There’s a lot of variation within white. I happen to be swarthily white, but I’m white nonetheless.
I know that all us whites are privileged, but I’m especially privileged. And yet, though I probably should, I don’t seem to suffer from white fragility. I’m not proud to be white, but I’m not ashamed of it either. I’m not proud to be privileged, but I’m not ashamed of that either. I’m told this is because – and I’m sure it’s true – people who are privileged don’t reflect on their privilege. If I did reflect on it – and seeing what non-privileged people have to deal with – I’m guessing I’d just be relieved that I’m not one of them. I’m not sure exactly what white fragility amounts to, but I’m pretty sure it’s not that feeling of relief.
Being relieved that I’m privileged doesn’t mean I’m indifferent to those who are not. But neither does it mean I’m naive. I too play my J-card shamelessly whenever it’s to my advantage. In fact Christian guilt was precisely how I snagged my penultimate wife.

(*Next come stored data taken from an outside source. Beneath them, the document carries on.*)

PR #1703, opened 2018-06-20
fix(core/biblio): normalize references

sidvishnoi:
- normalize based on resolved `id` from spec ref
- fix terms not being found in database (do not lowercase)
- refactor

### DIFF
--- a/src/core/biblio.js
+++ b/src/core/biblio.js
@@ -140,22 +140,34 @@ function bibref(conf) {
       </section>`;
     addId(sec);
 
-    refs.sort((a, b) =>
-      a.toLocaleLowerCase().localeCompare(b.toLocaleLowerCase())
-    );
-    const refObjects = refs.map(getRefContent);
+    const refObjects = { good: [], bad: [] };
+    refs.map(getRefContent).reduce((refObjects, ref) => {
+      const refType = ref.refcontent ? "good" : "bad";
+      refObjects[refType].push(ref);
+      return refObjects;
+    }, refObjects);
 
-    const aliases = refObjects.reduce((aliases, { key, ref }) => {
+    const aliases = refObjects.good.reduce((aliases, ref) => {
+      const key = ref.refcontent.id;
       const keys = !aliases.has(key)
         ? aliases.set(key, []).get(key)
         : aliases.get(key);
-      if (!keys.includes(ref.toLowerCase())) keys.push(ref);
+      keys.push(ref.ref);
       return aliases;
     }, new Map());
-    const refsToAdd = refObjects.reduce((refsToAdd, ref) => {
-      if (!refsToAdd.find(r => r.key === ref.key)) refsToAdd.push(ref);
-      return refsToAdd;
-    }, []);
+
+    const uniqueRefs = refObjects.good.reduce((uniqueRefs, ref) => {
+      if (!uniqueRefs.has(ref.refcontent.id)) {
+        // the condition ensures that only the first used [[TERM]]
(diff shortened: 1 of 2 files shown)


src/core/biblio.js
```diff
@@ -140,22 +140,34 @@ function bibref(conf) {
       </section>`;
     addId(sec);
 
-    refs.sort((a, b) =>
-      a.toLocaleLowerCase().localeCompare(b.toLocaleLowerCase())
-    );
-    const refObjects = refs.map(getRefContent);
+    const refObjects = { good: [], bad: [] };
+    refs.map(getRefContent).reduce((refObjects, ref) => {
```
marcoscaceres: nit, this would be more consistent with the rest of the code as: 
```js
const { goodRefs, badRefs } = refs.map(getRefContent).reduce((refObjects, ref) => {
   // 
}, {goodRefs: [], badRefs: []});
```

src/core/biblio.js
```diff
@@ -140,22 +140,34 @@ function bibref(conf) {
...
-      if (!keys.includes(ref.toLowerCase())) keys.push(ref);
+      keys.push(ref.ref);
       return aliases;
     }, new Map());
-    const refsToAdd = refObjects.reduce((refsToAdd, ref) => {
-      if (!refsToAdd.find(r => r.key === ref.key)) refsToAdd.push(ref);
-      return refsToAdd;
-    }, []);
+
+    const uniqueRefs = refObjects.good.reduce((uniqueRefs, ref) => {
```
marcoscaceres: After this, `uniqueRefs` is only ever used as a an array (by spreading the values), so I wonder if you should just convert it to an array here.

src/core/biblio.js
```diff
@@ -140,22 +140,34 @@ function bibref(conf) {
...
+      if (!uniqueRefs.has(ref.refcontent.id)) {
+        // the condition ensures that only the first used [[TERM]]
+        // shows up in #references section
+        uniqueRefs.set(ref.refcontent.id, ref);
+      }
+      return uniqueRefs;
+    }, new Map());
+
+    const refsToAdd = [...uniqueRefs.values(), ...refObjects.bad].sort((a, b) =>
```
marcoscaceres: then here: `uniqueRefs.concat(badRefs).sort()`

tests/spec/core/biblio-spec.js
```diff
@@ -145,4 +146,17 @@ describe("W3C — Bibliographic References", () => {
     expect(first).toMatch("[a]");
     expect(last).toMatch("[Zzz]");
   });
+
```
marcoscaceres: I wonder if we need a test also that clears the biblio database?

sidvishnoi: not sure what and how would we test using that :confused:

marcoscaceres: so, you could just add the check to the "normalizes aliases" test above... but just clear the db, and create a new ReSpec doc.

src/core/biblio.js
```diff
@@ -140,22 +140,42 @@ function bibref(conf) {
       </section>`;
     addId(sec);
 
-    refs.sort((a, b) =>
-      a.toLocaleLowerCase().localeCompare(b.toLocaleLowerCase())
+    const refObjects = refs.map(getRefContent).reduce(
```
marcoscaceres: Nit: I still don't think we need "refObjects", we can destructure it away:

```
const { badRefs, goodRefs } = ... 
```

PR #1701, opened 2018-06-19
chore(package): update webidl2 to version 14.0.0

marcoscaceres:
Closes #1675

Issue #1559, opened 2018-03-06
RangeError: Invalid count value exception in idn()


Orphis:
When rendering the [webrtc-pc](https://w3c.github.io/webrtc-pc/) spec, we get this exception:
```
respec-w3c-common.js:1 RangeError: Invalid count value
    at String.repeat (<anonymous>)
    at M (respec-w3c-common.js:414)
    at Object.<anonymous> (respec-w3c-common.js:414)
    at Object.main (respec-w3c-common.js:1)
    at c (respec-w3c-common.js:1)
    at i (respec-w3c-common.js:1)
    at respec-w3c-common.js:414
    at respec-w3c-common.js:414
    at Array.map (<anonymous>)
    at Q (respec-w3c-common.js:414)
```

I tracked it down to `idn()` calls with a negative number. Not quite sure why, but it shouldn't throw any exception. Adding a `Math.max(0, lvl)` to `idn()` seems to fix the issue, but I didn't try to see why it would have a negative padding in the first place.

sidvishnoi:
I've tracked down the bug to 
`src/core/webidl.js#L677 ---  if (meth.static) len += 7;` and 
`src/core/webidl.js#L693 --- var pad = max - len;`.

What is this 7?
What should be done? Should we increase `max` by 7 also? or make `pad = Math.max(pad,0)`

saschanaz:
>What is this 7?

`"static ".length === 7`.

Currently the webidl module is slightly a mess... Anyway, the right fix is to do the same `+= 7` in line 594.

https://github.com/w3c/respec/blob/23001a604799c4c7c0d97b01b970128c8cfd6042/src/core/webidl.js#L588-L595

saschanaz:
@marcoscaceres, do we want to keep this formatter-like feature after we do https://github.com/w3c/webidl2.js/issues/125?

marcoscaceres:
No, I’d like to get rid of the formatter in ReSpec.

marcoscaceres:
@Orphis, should be good now, but you update ReSpec in the Web RTC repo.

marcoscaceres:
fixed typo above.

Orphis:
Thanks!

alvestrand:
@vivienlacourba can you take care of updating webrtc-pc and friends?

PR #1710, opened 2018-06-24
Update to webidl2.js 14

saschanaz:
...and replace `opt.ws` with the new trivia feature. It means that we lose the IDL formatting feature, and @marcoscaceres agreed to remove it in https://github.com/w3c/respec/issues/1559#issuecomment-371998009.

(This PR does not really support full whitespace conservation as the purpose here is to update without test breakage.)

Closes #1675 
Closes #1684 
Closes #1701

### DIFF
--- a/js/core/templates/webidl-contiguous/attribute.html
+++ b/js/core/templates/webidl-contiguous/attribute.html
@@ -1,3 +1,3 @@
 <span class='idlAttribute' id="{{obj.idlId}}" data-idl data-title='{{obj.name}}'>{{extAttr obj
-}}{{qualifiers}}{{obj.trivia.base}}attribute<span class='idlAttrType'>{{idlType
+}}{{{qualifiers}}}{{{trivia obj.trivia.base}}}attribute<span class='idlAttrType'>{{idlType
 obj}}</span> <span class='idlAttrName'>{{#tryLink obj}}{{obj.escapedName}}{{/tryLink}}</span>;</span>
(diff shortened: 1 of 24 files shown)


js/core/templates/webidl-contiguous/attribute.html
```diff
@@ -1,3 +1,3 @@
-<span class='idlAttribute' id="{{obj.idlId}}" data-idl data-title='{{obj.name}}'>{{extAttr obj indent
-}}{{idn indent}}{{qualifiers}}attribute <span class='idlAttrType'>{{idlType obj}}</span> {{pads
-pad}}<span class='idlAttrName'>{{#tryLink obj}}{{escapeAttributeName obj.name}}{{/tryLink}}</span>;</span>
+<span class='idlAttribute' id="{{obj.idlId}}" data-idl data-title='{{obj.name}}'>{{extAttr obj
+}}{{{qualifiers}}}{{{trivia obj.trivia.base}}}attribute<span class='idlAttrType'>{{idlType
+obj}}</span> <span class='idlAttrName'>{{#tryLink obj}}{{obj.escapedName}}{{/tryLink}}</span>;</span>
```
marcoscaceres: double checked that the new line at EOF is not needed, right? These can be super annoying.

marcoscaceres: Same with the ones below... they look ok, given that they are spans... but just triple check. It's gotten me before /shakes fist at handlebars.

src/core/webidl.js
```diff
@@ -141,36 +137,44 @@ function registerHelpers() {
     }
     return a.outerHTML;
   });
+  hb.registerHelper("trivia", writeTrivia);
```
marcoscaceres: I can't tell exactly here, but it looks like you are registering the "trivia" helper  inside "tryLink"? Is that correct? or should it be outside like the rest?

marcoscaceres:
🎉+ respec@21.3.0

PR #1712, opened 2018-06-25
 refactor(core/biblio): split into pre-processing and rendering parts

sidvishnoi:
Notes:
- splits into render-specific and pre-processing parts and make a single module do lesser work
- **Change**: always use latest biblio refs
- Refactor triggered in preparation of upcoming external references feature as the feature will dynamically modify `data-cite` attributes

### DIFF
--- a/src/core/biblio.js
+++ b/src/core/biblio.js
@@ -9,6 +9,9 @@ import { biblioDB } from "core/biblio-db";
 import { createResourceHint } from "core/utils";
 import { pub } from "core/pubsubhub";
 
+// for backward compatibity
+export { wireReference, stringifyReference } from "core/render-biblio";
+
 export const name = "core/biblio";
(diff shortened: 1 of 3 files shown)


src/core/biblio.js
```diff
@@ -1,14 +1,17 @@
...
 
 /*jshint jquery: true*/
 /*globals console*/
 import { biblioDB } from "core/biblio-db";
-import { createResourceHint, addId } from "core/utils";
+import { createResourceHint } from "core/utils";
 import { pub } from "core/pubsubhub";
 
+// for backward compatibity
+export { wireReference, stringifyReference } from "core/render-biblio";
```
sidvishnoi: Do we know where are they used externally? Do we really need to export them? Exporting won't hurt though.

But the resurgence of grievance culture that I seem to be mocking is, as just noted, a re-surgence. It’s the resurgence of the grievances we did not mock back in the Sixties. Rightly so then, and rightly so today. The murder of George Floyd was not a one-off. The rejection of trans women by their cis-gendered brothers and their feminist sisters leaves them nowhere to shower in safety. And so on. I get that. Or at least as much of it as I can get, given that the police have never treated me other than with respect, and I don’t have to think twice before using a shower room.
My complaint, then, is not with grievance culture itself, but with grievance activists, too many of whom have the rhetorical sophistication of a five year old. My wife, with whom I am well pleased, is my researcher, and she’s been collecting the EDI (equity, diversity, and inclusion) policy documents from hundreds of universities and colleges from all across North America, a like number of demand letters from their aggrieved students, and a like number of obsequious responses from invertebrate administrators.
This insanity will play itself out, as it did in Spain under the Inquisition, in Nazi Germany, in the Soviet Union, in China … Ultimately education is subject to the same forces that play out in any other market. But it’s the damage that’s being inflicted while they do.
Those of us who are pushing back to conserve what we can while this Inquisition rages in our hallways and in our classrooms are dubbed right-wing, reactionaries, enemies of the people, to be either removed or, failing that, marginalised. Some of us are more protected than others. That’s part of our privilege. But privilege has its burdens. Call it, if you will, our noblesse oblige. I think our privilege incurs a duty to use that privilege to resist, even if, as is inevitable, that resistance will be interpreted as to the dismantling of our privilege. We have broad enough shoulders to take it because, well, we’re privileged.